» The problem
The answer should contain every entry below, copied exactly.

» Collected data
PR #4805, opened 2026-04-04
Security: Path traversal risk when loading profile by name

tuanaiseo:
## Problem

Profile path is built from `name` and directly joined into a filesystem path (`.../data/profiles/{name}.json`) without validation. If `name` is attacker-controlled in any call path, `../` sequences can escape the profiles directory and read unintended files.

**Severity**: `high`
**File**: `backend/globaleaks/models/profiles.py`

» Task result
PR #4805, opened 2026-04-04
Security: Path traversal risk when loading profile by name

tuanaiseo:
## Problem

Profile path is built from `name` and directly joined into a filesystem path (`.../data/profiles/{name}.json`) without validation. If `name` is attacker-controlled in any call path, `../` sequences can escape the profiles directory and read unintended files.

**Severity**: `high`
**File**: `backend/globaleaks/models/profiles.py`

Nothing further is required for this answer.